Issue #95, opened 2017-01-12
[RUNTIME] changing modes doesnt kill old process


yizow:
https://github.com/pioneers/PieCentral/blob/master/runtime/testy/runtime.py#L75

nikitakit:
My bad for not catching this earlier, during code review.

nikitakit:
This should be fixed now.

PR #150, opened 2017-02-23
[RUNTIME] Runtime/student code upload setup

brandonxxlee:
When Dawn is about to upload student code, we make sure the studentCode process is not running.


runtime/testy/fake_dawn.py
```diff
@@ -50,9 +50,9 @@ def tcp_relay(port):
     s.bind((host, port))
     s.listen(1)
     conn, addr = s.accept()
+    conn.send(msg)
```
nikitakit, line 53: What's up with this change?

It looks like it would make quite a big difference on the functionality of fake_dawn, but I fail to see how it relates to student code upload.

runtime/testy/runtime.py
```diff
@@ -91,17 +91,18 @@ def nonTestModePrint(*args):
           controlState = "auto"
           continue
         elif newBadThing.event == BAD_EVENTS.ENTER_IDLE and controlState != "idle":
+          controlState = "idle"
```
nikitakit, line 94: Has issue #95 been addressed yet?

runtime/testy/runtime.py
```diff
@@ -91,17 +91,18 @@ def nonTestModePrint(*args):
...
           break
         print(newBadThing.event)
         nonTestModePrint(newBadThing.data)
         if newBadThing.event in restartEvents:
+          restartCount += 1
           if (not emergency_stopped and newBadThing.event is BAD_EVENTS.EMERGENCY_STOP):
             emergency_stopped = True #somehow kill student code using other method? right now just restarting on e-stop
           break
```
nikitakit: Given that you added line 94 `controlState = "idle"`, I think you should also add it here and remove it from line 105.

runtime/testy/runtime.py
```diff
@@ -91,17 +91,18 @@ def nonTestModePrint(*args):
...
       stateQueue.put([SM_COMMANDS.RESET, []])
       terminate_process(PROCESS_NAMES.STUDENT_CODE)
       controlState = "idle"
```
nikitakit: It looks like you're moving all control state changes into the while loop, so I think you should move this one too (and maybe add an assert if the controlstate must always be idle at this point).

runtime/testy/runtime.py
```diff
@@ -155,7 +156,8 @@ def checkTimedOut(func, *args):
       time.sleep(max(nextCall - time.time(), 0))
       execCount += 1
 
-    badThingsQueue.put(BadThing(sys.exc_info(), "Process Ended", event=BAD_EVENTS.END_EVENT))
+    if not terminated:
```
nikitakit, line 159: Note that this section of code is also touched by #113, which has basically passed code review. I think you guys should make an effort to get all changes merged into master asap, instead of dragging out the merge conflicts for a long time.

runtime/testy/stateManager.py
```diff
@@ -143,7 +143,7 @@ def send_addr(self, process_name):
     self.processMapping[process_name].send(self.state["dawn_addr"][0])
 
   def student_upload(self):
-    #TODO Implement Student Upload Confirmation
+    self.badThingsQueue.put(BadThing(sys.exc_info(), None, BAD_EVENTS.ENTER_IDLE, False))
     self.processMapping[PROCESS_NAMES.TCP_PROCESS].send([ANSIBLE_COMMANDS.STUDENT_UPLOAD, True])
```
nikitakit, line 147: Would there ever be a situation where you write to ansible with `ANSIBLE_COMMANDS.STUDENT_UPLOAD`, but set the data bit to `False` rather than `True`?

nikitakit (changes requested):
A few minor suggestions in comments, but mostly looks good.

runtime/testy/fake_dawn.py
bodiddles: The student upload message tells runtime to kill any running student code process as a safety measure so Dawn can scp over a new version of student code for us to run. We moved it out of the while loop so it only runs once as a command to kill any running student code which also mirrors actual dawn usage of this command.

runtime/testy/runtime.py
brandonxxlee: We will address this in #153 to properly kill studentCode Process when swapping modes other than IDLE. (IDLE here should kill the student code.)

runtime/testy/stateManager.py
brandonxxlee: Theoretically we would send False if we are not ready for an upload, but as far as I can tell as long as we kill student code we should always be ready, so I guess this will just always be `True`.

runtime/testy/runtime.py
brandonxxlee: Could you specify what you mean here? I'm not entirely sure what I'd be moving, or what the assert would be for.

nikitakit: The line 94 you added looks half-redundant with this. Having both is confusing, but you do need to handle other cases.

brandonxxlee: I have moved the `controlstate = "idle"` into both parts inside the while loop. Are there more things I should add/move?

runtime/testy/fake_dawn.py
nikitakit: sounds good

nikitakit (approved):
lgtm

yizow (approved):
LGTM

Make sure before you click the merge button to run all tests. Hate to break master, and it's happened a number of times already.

TASK GOAL:
Write out exactly the lines from the line containing "bodiddles: The student" to the end of the listing above, both included, and nothing else.

EXPECTED OUTPUT:
bodiddles: The student upload message tells runtime to kill any running student code process as a safety measure so Dawn can scp over a new version of student code for us to run. We moved it out of the while loop so it only runs once as a command to kill any running student code which also mirrors actual dawn usage of this command.

runtime/testy/runtime.py
brandonxxlee: We will address this in #153 to properly kill studentCode Process when swapping modes other than IDLE. (IDLE here should kill the student code.)

runtime/testy/stateManager.py
brandonxxlee: Theoretically we would send False if we are not ready for an upload, but as far as I can tell as long as we kill student code we should always be ready, so I guess this will just always be `True`.

runtime/testy/runtime.py
brandonxxlee: Could you specify what you mean here? I'm not entirely sure what I'd be moving, or what the assert would be for.

nikitakit: The line 94 you added looks half-redundant with this. Having both is confusing, but you do need to handle other cases.

brandonxxlee: I have moved the `controlstate = "idle"` into both parts inside the while loop. Are there more things I should add/move?

runtime/testy/fake_dawn.py
nikitakit: sounds good

nikitakit (approved):
lgtm

yizow (approved):
LGTM

Make sure before you click the merge button to run all tests. Hate to break master, and it's happened a number of times already.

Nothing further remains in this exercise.